Thanks for the replies I must admit that the Mac-allister lance did look a bit cheap and nasty have seen good reports on here for Nilfisk quite like the Argos offer at £99.99 will check it out.


----------



## Andy B (Feb 3, 2007)

I bought Mac Allister 4 a good few years ago. Was on sale as B&Q and it was amazing for the first few uses.

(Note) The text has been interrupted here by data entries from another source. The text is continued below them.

PR #3524, opened 2022-01-27
Add zed.CompareTypes

mattnibs:
Add zed.CompareTypes function which compares two types according to the
type ordering spec (https://github.com/brimdata/zed/blob/main/docs/formats/zed.md)
and use this function to implement type value sorts in package expr. A
follow up pr will use the functionality to create cannonical union
values with types properly and predictably sorted.


nwt (approved):

expr/sort.go
```diff
@@ -367,6 +367,14 @@ func LookupCompare(typ zed.Type) comparefn {
 			return va.Compare(vb)
 		}
 
+	case zed.IDType:
+		zctx := zed.NewContext()
+		return func(a, b zcode.Bytes) int {
+			va, _ := zctx.DecodeTypeValue(a)
+			vb, _ := zctx.DecodeTypeValue(b)
+			return zed.CompareTypes(va, vb)
+		}
```
nwt, line 376: I think we ultimately want `func CompareTypeValue(a, b zcode.Bytes) int` because `DecodeTypeValue` isn't cheap, but this is fine for now!

nwt (approved):

expr/sort.go
mattnibs: Agreed!

mattnibs: I'll put a comment here.

PR #3527, opened 2022-01-28
eliminate "." as a syntactical shortcut for "this"

mccanne:


nwt (approved):

nwt:
(But I think we'll eventually bring `.` back!)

The gun leaked constantly, replace it and that one leaked, took it back for another one and yep you guessed it........it leaked!


----------



## sri_150 (Feb 15, 2006)

Was just looking at the Argos clearance nilfisk are they better than a karcher? Have a k4.99 which is pulsing so is it better to buy new or repair?

Sorry for hijack.


----------



## tones61 (Aug 21, 2011)

Saj said:


> +1 on Nilfisk.


plus on this one too,same as mine and many on here,:buffer:


----------



## paul450 (Feb 3, 2009)

another one for nilfisk


----------



## cliffk (Sep 24, 2012)

Checked on the web at argos for both the nilfisk machines reccomended but no stock and not available to order so looks like I'm out of luck there shame as they are a great price.


----------



## c_larkey (Oct 25, 2012)

The range have nilfisk machines in on offer at mo ..... £60 with flow rate of 420 lph


----------